§ Supplied data
PR #943, opened 2026-07-22
NUTCH-3191 Fix SonarCloud PR analysis: missing JaCoCo XML, test binaries path, and source encoding warnings

lewismc:
PR for [NUTCH-3191](https://issues.apache.org/jira/browse/NUTCH-3191), context in that ticket.

### DIFF
--- a/.github/workflows/junit-report.yml
+++ b/.github/workflows/junit-report.yml
@@ -55,13 +55,15 @@ jobs:
             echo "::error::Download path $root is missing."
             exit 1
           fi
-          files=("$root"/build/**/TEST-*.xml)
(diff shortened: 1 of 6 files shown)


lewismc:
Quick heads up, I created a new SonarCloud Quality Gate profile for us named "Nutch Way" which implements all of Sonar's best practices with the exception that coverage on new code is reduced from 80% to 0%. Reason being, imho 80% was simply too high. We never had project policy so 80% was superfluous anyway.

sebastian-nagel (approved):
Thanks, @lewismc! Looks good.

PR #944, opened 2026-07-24
NUTCH-3192 Address Yetus detsecrets/blanks and SonarCloud security findings in config templates and DummySSL

lewismc:
Fix for [NUTCH-3192](https://issues.apache.org/jira/browse/NUTCH-3192)
- Replace shipped RabbitMQ URI defaults with `amqp://localhost:5672/` (index-writers template, nutch-default `rabbitmq.publisher.server.uri`, indexer-rabbit README); document that a typical local broker uses the well-known guest/guest account and that operators must supply `username:password@` when required
- Change DummySSL SSLContext protocol from "`SSL`" to "`TLS`" (keep intentional trust-all behavior for protocol-httpclient). Do we need to rename the Method and Class?
- Strip trailing whitespace in `httpclient-auth.xml.template` and replace example credentials with `YOUR_USERNAME` / `YOUR_PASSWORD` placeholders
- Mark S6736 as false positive in SonarCloud (masking regex in describe())

### DIFF
--- a/.markdownlint.yaml
+++ b/.markdownlint.yaml
@@ -5,6 +5,7 @@ MD003: false
 MD012: false
 MD013:
   line_length: 200
+  tables: false
 MD022: false
 MD025: false
 MD033: false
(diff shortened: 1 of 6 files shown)


sebastian-nagel (approved):
Thanks, @lewismc. Lgtm!

PR #947, opened 2026-08-05
NUTCH-3196 Yetus: stop failing the tree on known false positives and non-source noise

lewismc:
PR for [NUTCH-3196](https://issues.apache.org/jira/browse/NUTCH-3196)


sebastian-nagel (approved):
Thanks, @lewismc! Looks good.

Very nice to reduce the noise of false positives. And great to see a few more typos eliminated.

§ Exercise
The required result is an exact repetition of the lines from the one containing "--- a/.markdownlint.yaml" through the last line of the data.

§ Solution
--- a/.markdownlint.yaml
+++ b/.markdownlint.yaml
@@ -5,6 +5,7 @@ MD003: false
 MD012: false
 MD013:
   line_length: 200
+  tables: false
 MD022: false
 MD025: false
 MD033: false
(diff shortened: 1 of 6 files shown)


sebastian-nagel (approved):
Thanks, @lewismc. Lgtm!

PR #947, opened 2026-08-05
NUTCH-3196 Yetus: stop failing the tree on known false positives and non-source noise

lewismc:
PR for [NUTCH-3196](https://issues.apache.org/jira/browse/NUTCH-3196)


sebastian-nagel (approved):
Thanks, @lewismc! Looks good.

Very nice to reduce the noise of false positives. And great to see a few more typos eliminated.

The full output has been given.